中国国境とキルギス国境で約7kmの緩衝地帯が設けられており、さらに道幅が狭いという理由から、キルギス側からが午前中、中国側からが午後と通行できる時間帯が決まっている。
緩衝地帯には帝政ロシア時代のイルケシュタム要塞があって、バス車内に2回も軍人が乗り込んできてパスポートチェックを受けるという厳重さだった。
緩衝地帯をバスで通行しているとき、車内で運転手が乗客に向かって何か警告するような声で喋りだした。
キルギス人の言葉がわからなかった僕にはさっぱりだったが、車内の様子を見ていると、驚くことに乗客がキルギス通貨500COM(約1,400円)を運転手に手渡していた。そしてリストを作ってお金を渡した人は名前を書き込んでいるようだった。キルギス人の平均年収は5万円以下なのでちょっとした額だ。
その時、ずっと前にこの国境を越えたことのある人との会話を思い出した。
キルギス国境では、問題なく通過するために賄賂を払う慣習がある。
場合によっては、賄賂を払わなかった人が銃を突きつけられて、脅されたり、賄賂を払わなかったという理由で、難癖付けられて、長時間拘留された挙句、結局200ドルもとられた人がいるらしい。
僕はキルギス通貨のCOM(スム)を持っていないので、払いようがなかった。
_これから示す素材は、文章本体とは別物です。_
PR #187, opened 2015-10-15
Improve/fix handling of bubbleable metadata in entity_embed

wimleers:
See https://www.drupal.org/node/2593379.

### DIFF
--- a/src/Plugin/Filter/EntityEmbedFilter.php
+++ b/src/Plugin/Filter/EntityEmbedFilter.php
@@ -12,6 +12,8 @@ use Drupal\Core\Entity\EntityManagerInterface;
 use Drupal\Core\Extension\ModuleHandlerInterface;
 use Drupal\Core\Plugin\ContainerFactoryPluginInterface;
 use Drupal\Core\Cache\CacheableMetadata;
+use Drupal\Core\Render\BubbleableMetadata;
+use Drupal\Core\Render\RenderContext;
 use Drupal\entity_embed\EntityHelperTrait;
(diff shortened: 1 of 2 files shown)


src/Plugin/Filter/EntityEmbedFilter.php
```diff
@@ -102,13 +104,24 @@ public function process($text, $langcode) {
             }
 
             $access = $entity->access('view', NULL, TRUE);
-            $access_metadata = CacheableMetadata::createFromObject($access);
-            $entity_metadata = CacheableMetadata::createFromObject($entity);
```
davereid, line 106: How is it ok to remove the metadata about the entity itself? Are we assuming that every field formatter that can be re-used to display an embedded entity correctly has this metadata in its render API array?

davereid, line 106: @wimleers ?

davereid, line 106: This also looks like we're losing the metadata from the access check.

wimleers, line 106: We can remove the second line because we are rendering the embedded entity, that will itself include the cacheability metadata of the entity.

wimleers, line 106: > This also looks like we're losing the metadata from the access check.
> Why?

davereid, line 106: LOL, because I couldn't see the very next line:
$result->addCacheableDependency($access);

PR #188, opened 2015-10-15
Update README

wimleers:
The necessary attributes need to be whitelisted also now, it doesn't make sense to first mention `<drupal-entity>` and then use `<div>`, and fix some consistency problems.

### DIFF
--- a/README.md
+++ b/README.md
@@ -13,7 +13,7 @@ Allows any entity to be embedded using a WYSIWYG and text format.
 
 * Install and enable the module.
 * Enable the entity-embed filter 'Display embedded entities' for the desired text formats from the configuration page: '/admin/config/content/formats'.
-* Add ```<drupal-entity>``` to the 'Allowed HTML tags'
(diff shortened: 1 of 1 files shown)


Berdir:
Updating the README is not enough, you also need to update 
allowedContent: 'drupal-entity[_]',
requiredContent: 'drupal-entity[_]',

to
allowedContent: 'drupal-entity[data-_]',
requiredContent: 'drupal-entity[data-_]',

in plugin.js.

I was just about the create an issue for this on d.o, I guess we can do this here as well.

(data-\* is a lot easier than listing them all and should be safe?)

wimleers:
> (data-\* is a lot easier than listing them all and should be safe?)

It's easier for sure, but it's also extremely imprecise. I think it's much safer/healthier to be explicit.

wimleers:
This was fixed in https://www.drupal.org/node/2628150.

For updating the CKEditor plugin, we have https://www.drupal.org/node/2554687.

wimleers:
https://www.drupal.org/node/2628150 = #194.

PR #189, opened 2015-11-11
Decouple engine from UI

phenaproxima:
I have a use case wherein I would like to be able to slap drupal-entity tags into my CKEditor, but without using Entity Embed's UI at all, and without its button(s) appearing in the editor.

This PR decouples the "engine" part of Entity Embed -- i.e., the widget definition -- from the UI and command parts. They are split into two separate JS files -- engine.js and plugin.js -- and two separate plugins on the Drupal side (drupalentity and drupalentity_button).


mirodietiker:
That sounds really interesting and i think if entity_embed wants to offer nice helpers for all use cases we need this kind of separation.

slashrsm:
Great work! I agree with @mirodietiker. This change makes a lot of sense. I gave it a quick sanity check only as I don't have time to do a proper review ATM. I hope me or somebody else comes back to properly review and test asap.

webflo:
:+1:

balsama:
This is great - and likely a common use case. +1

davereid:
Please, I'd love to review this as well.

src/Plugin/CKEditorPlugin/DrupalEntity.php
```diff
@@ -8,7 +8,6 @@
 namespace Drupal\entity_embed\Plugin\CKEditorPlugin;
 
 use Drupal\editor\Entity\Editor;
-use Drupal\embed\EmbedButtonInterface;
 use Drupal\embed\EmbedCKEditorPluginBase;
```
davereid, line 11: Seems odd that this would still extend EmbedCKEditorPluginBase?

phenaproxima: The DrupalEntityButton plugin, which extends this one, is intended for CKEditor -- so it does need to extend EmbedCKEditorPluginBase. It's not the cleanest, but short of converting EmbedCKEditorPluginBase to a trait I'm not sure how else to approach that...

slashrsm, line 11: This is strange indeeed.

slashrsm:
I tested this PR and it seems to breaks CKEditor. 

Could we convert "engine" into a JS library? Would this allow us to use it in button plugin without extending "engine" class.

This PR is definitely a step in the right direction, but it needs some more love.

PR #193, opened 2015-11-30
Issue #2628226: EB Integration: Increase the default width of entity browser

webflo:
Depends on https://github.com/drupal-media/entity_browser/pull/120 and https://github.com/drupal-media/entity_browser/pull/121

Works best if the width is set to 100% inside of the entity browser settings.


css/entity_embed.dialog.css
```diff
@@ -0,0 +1,29 @@
+/**
+ * @file
+ * Styles for Entity Browser's modal windows.
+ */
+
+@media all and (max-width: 800px) {
+  .ui-dialog--narrow.entity-select-dialog {
+    min-width: 95%;
+    max-width: 95%;
```
neardark, line 9: just set width: 95% -- that's the same as min-width/max-width with same values.

webflo:
Closed in favour of https://github.com/drupal-media/entity_embed/pull/195

PR #195, opened 2015-12-03
Issue #2628226: EB Integration: Increase the default width of entity browser, Version 2

webflo:


slashrsm:
Rebased and merged. Thanks!

PR #200, opened 2015-12-11
Allow drupal-entity elements to be inline

phenaproxima:
I have a use case where it would be helpful for drupal-entity elements to be displayed inline. For instance, I may need to embed a tweet (from Media Entity Twitter) into a paragraph, floated to the left; or a video (through Media Entity Embeddable Video), floated to the right. Or perhaps an image (via Media Entity Image), inline with some text.

Right now the CKEditor DTD will not allow that, so this PR alters the DTD to allow drupal-entity elements as children of elements which can contain img elements.


slashrsm:
Creating d.o. issue so more people can find this and provide feedback: https://www.drupal.org/node/2640398

src/Plugin/CKEditorPlugin/DrupalEntity.php
```diff
@@ -25,6 +26,17 @@ class DrupalEntity extends EmbedCKEditorPluginBase {
   /**
    * {@inheritdoc}
    */
+  public static function create(ContainerInterface $container, array $configuration, $plugin_id, $plugin_definition) {
+    $configuration['inline'] = $container->get('config.factory')
```
slashrsm, line 30: It would make sense to have this configurable per-button.

phenaproxima, line 30: I'm not sure it's going to be possible to make it configurable per button. The reason being that making drupal-entity elements inline requires changing the DTD of the editor instance, which will take effect for the entire editor, regardless of how many different embed buttons are loaded into it. It's intrinsically a per-editor thing, not a per-button thing. But maybe I'm misunderstanding you -- what did you have in mind?

js/plugins/drupalentity/plugin.js
```diff
@@ -18,9 +18,10 @@
       var dtd = CKEDITOR.dtd, tagName;
       dtd['drupal-entity'] = {'#': 1};
       // Register drupal-entity element as allowed child, in each tag that can
-      // contain a div element.
+      // contain a div or img element (if inline embedding is turned on in the
+      // settings).
       for (tagName in dtd) {
-        if (dtd[tagName].div) {
+        if (dtd[tagName].div || (dtd[tagName].img && editor.config.DrupalEntity_inline)) {
```
mirodietiker, line 24: I think we should consider on !!CKEDITOR.dtd.$inline[tagName] instead of img.

src/Plugin/CKEditorPlugin/DrupalEntity.php
mirodietiker, line 30: Oh wow that's quite some limitation of CKEditor then...

So if we need to limit this per button / entity type, we would need to have different tags. We can NOT depend on classes / attributes in the DTD.  But using multiple tags is also a mismatch to the current filter approach - it would need extra configuration and changing it contains risk stale data.

How about considering an autogenerated (optional?) "drupal-entity-TYPE" tag that would allow specific DTDs? Yeah quite some change / added complexity in the filter..

davereid:
I don't think this is a viable approach because CKEditor is horrible at supporting an element being block level and also inline at the same time. I believe we'll have to use two different tags, maybe `<drupal-entity>` and `<drupal-entity-inline>` ?

yannickoo:
@davereid so you could select the type of tag when inserting or editing?

phenaproxima:
@davereid, Can you be more specific as to the nature of CKEditor's sucktitude in this regard? I mean...couldn't we just have all drupal-entity tags be styled as inline-block, full stop?

bohemier:
Has there been any progress on this issue? I've been tinkering with this for past few days and agree that ckEditor does not play well with <drupal-entity> being inline (dtd won't allow them to be placed inside <p> tags, even inside divs they act weird,...)

PR #202, opened 2016-01-13
Make item viewable by anonymous

podarok:
There is no way to provide view access to anonymous user.
So here is a patch for that.


Berdir:
That seems wrong to me.

> There is no way to provide view access to anonymous user.

Why not? checking access for anon works perfectly fine, it's up to the entity to implement it correctly. I'm using it with nodes, files and polls, no problems.

slashrsm:
I agree with @Berdir. Which entity type are you trying to embed?

podarok:
@Berdir 
I was trying to embed Menu Link and got it not accessible for anon users

Berdir:
That's by design in core. See MenuLinkContentAccessControlHandler. It explicitly denies access and requires the admin permission for that. You can implement hook_ENTITY_TYPE_access() to change that, although I'm not sure what the implications of that and if anything becomes visible that you don't expect to be.

I think this can be closed.

Berdir:
Another approach might be to have a different type of embed display plugin that's specific for menu links and doesn't change access for anyone.

podarok:
actually this is something related to Entity Embed only.
Because changing core is not an option (via hooks -> security hole)
This stuff makes Entity Viewable by default(Via entity embed) and adds ability to simply override access via checkAccess() method within entity formatter without needs to define custom Entity Embed formatter.
I don't  think anybody needs such deep split by entity_embed and entity formatters level.
There are view modes for that.

davereid:
We cannot override this here, we must always check entity access. If Menu links needs a workaround, then we need a workaround, this is not the right solution.

PR #203, opened 2016-01-18
Fix removed redirects

podarok:
If module been used for embeding forms, redirect exception can't be executed.
This patch is a fix for that


src/Plugin/Filter/EntityEmbedFilter.php
```diff
@@ -117,6 +117,9 @@ public function process($text, $langcode) {
           }
         }
         catch(\Exception $e) {
+          if ($e instanceof \Drupal\Core\Form\EnforcedResponseException) {
+            throw $e;
```
slashrsm: Would this look nicer if we'd add another catch() block?

podarok:
@slashrsm done

slashrsm:
Looks good now. Thanks! 

Could you create an issue in https://www.drupal.org/project/issues/entity_embed, rebase and squash the two commits and reword commit message to reference issue # and contributors (yourself:)).

davereid:
Can you help explain this more? I don't really understand. An issue in the module issue queue would help.

podarok:
@davereid When you are inserting entity form with redirect via entity_embed - redirect created by throwing redirect Exception.
entity_embed doesn't respect that. The patch above fixes an issue

I'm talking about inserting Contact form(core module) via entity_embed.

podarok:
@slashrsm Yes, I can do that. Can you add me to co-maintainers on d.org?
Nickname there @podarok as well

slashrsm:
You don't need maintainer-ship to create an issue.

PR #204, opened 2016-01-26
#2634508 updated ckdeditor plugin to display entity after selection

kmoll:


slashrsm:
Merged with reworded commit message. Thanks!

PR #208, opened 2016-03-29
AJAX errors when embedding entities with Entity Browser

DevinCarlson:
With a fresh checkout of Entity Embed and Entity Browser, attempting to embed an entity using CKEditor fails with:

> Argument 1 passed to Drupal\entity_browser\Plugin\EntityBrowser\Display\Modal::displayEntityBrowser() must implement interface Drupal\Core\Form\FormStateInterface, none given, called in /entity_embed/src/Form/EntityEmbedDialog.php on line 211

It looks like Entity Browser's `displayEntityBrowser()` method must now be passed `$form_state`.

### DIFF
--- a/entity_embed.info.yml
+++ b/entity_embed.info.yml
@@ -7,3 +7,5 @@ dependencies:
   - editor
   - embed
   - filter
+test_dependencies:
+  - entity_browser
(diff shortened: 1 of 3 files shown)


slashrsm:
Merged. Thanks!

Drupal.org issue: https://www.drupal.org/node/2696261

他の乗客は全員払っていた。
こんな緊張した国境越えは初めてだった。
そしてついに緩衝地帯を抜けてキルギス側の国境に到着した。
順番にバスから降りて、入国審査を受けに行く。
僕は万が一の時の為に、とっさに出せるように残金の10元(約150円)をポケットに入れて、覚悟を決めてバスを降りた。
すると、最初にあった軍人が親指を立てて「Japanese? Good!!」とニコニコしながら言われた。あれ?なんか友好的でいい感じだ。荷物チェックも一瞬バックの中身を見せただけでOK。入国審査も難なく入国スタンプを押してもらい、あっさりと入国できてしまった。
銃を突きつけられるくらいの覚悟で挑んだのに、すんなりすぎて逆に拍子抜けしてしまった。他の外国人たちや、もちろん賄賂を渡したキルギス人たちもすぐに通過してきた。
その時、気がついたが日本人だけがキルギスの入国はノービザだった。
後で調べたところ、日本はキルギスに累計数百億円ほどのODAをしているからだという。
日本の血税が外に流れているのに納得いかないところもあるが、今回の旅では助けになった。
公開日:2014.09.29
怖いですね……。
結果的に救われたのですね。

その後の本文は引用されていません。